THE PROBLEM: State how many lines in the records hold the word "similar", giving the number and no other text.

DATA SECTION:
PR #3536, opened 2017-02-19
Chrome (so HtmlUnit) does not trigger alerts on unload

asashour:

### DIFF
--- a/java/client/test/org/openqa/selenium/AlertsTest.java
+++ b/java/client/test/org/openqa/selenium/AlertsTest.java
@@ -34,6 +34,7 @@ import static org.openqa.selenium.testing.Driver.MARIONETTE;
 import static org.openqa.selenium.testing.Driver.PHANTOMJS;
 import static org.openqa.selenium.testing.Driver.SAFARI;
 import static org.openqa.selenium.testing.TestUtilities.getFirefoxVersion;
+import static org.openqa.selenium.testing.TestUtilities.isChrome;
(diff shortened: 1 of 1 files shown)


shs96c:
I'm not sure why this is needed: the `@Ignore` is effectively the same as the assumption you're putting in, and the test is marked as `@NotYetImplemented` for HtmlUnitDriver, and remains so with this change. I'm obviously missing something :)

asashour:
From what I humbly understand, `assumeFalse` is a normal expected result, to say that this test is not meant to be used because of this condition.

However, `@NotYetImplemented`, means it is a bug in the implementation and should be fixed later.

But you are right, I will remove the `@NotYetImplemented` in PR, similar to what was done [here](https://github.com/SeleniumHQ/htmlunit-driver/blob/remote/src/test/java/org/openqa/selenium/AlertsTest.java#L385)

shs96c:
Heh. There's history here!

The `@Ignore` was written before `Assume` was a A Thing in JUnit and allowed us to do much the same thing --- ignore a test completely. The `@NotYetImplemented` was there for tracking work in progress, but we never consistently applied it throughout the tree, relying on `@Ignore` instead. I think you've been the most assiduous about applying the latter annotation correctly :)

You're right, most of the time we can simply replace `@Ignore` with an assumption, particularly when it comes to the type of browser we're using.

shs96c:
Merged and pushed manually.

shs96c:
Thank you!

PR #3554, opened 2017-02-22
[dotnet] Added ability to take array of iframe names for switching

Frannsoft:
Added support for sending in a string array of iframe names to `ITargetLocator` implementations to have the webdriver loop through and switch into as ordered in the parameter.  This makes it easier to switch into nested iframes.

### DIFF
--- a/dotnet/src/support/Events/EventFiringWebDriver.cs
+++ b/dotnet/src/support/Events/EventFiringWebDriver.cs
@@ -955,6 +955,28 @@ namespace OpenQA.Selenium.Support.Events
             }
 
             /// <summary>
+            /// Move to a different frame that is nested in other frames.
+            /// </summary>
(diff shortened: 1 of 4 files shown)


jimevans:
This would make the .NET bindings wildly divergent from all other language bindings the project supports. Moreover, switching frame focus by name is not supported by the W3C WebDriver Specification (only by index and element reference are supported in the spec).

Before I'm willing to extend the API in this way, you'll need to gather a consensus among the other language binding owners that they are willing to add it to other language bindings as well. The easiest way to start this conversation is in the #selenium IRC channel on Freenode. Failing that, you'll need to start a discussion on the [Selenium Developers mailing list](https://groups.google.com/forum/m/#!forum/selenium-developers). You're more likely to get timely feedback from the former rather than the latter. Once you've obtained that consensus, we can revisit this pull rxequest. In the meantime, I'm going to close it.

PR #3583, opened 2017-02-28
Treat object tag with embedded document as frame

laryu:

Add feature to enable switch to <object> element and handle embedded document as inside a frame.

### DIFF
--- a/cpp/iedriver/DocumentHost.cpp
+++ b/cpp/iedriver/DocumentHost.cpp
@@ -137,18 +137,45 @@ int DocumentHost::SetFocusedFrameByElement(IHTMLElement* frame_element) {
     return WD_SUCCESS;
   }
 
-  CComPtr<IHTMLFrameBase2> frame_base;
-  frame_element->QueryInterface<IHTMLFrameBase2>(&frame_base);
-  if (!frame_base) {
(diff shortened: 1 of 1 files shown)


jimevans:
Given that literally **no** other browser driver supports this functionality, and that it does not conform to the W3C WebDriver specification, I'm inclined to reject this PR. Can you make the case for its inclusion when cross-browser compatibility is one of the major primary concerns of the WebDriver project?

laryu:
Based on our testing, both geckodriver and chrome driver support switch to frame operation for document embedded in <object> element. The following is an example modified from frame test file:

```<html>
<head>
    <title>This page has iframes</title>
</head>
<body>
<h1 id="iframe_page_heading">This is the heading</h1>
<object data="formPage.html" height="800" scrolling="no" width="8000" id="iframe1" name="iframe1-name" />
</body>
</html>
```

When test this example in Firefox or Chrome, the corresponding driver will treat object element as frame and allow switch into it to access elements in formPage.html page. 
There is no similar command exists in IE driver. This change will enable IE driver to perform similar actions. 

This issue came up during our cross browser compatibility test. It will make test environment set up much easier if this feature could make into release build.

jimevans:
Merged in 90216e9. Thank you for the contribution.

REPLY: 2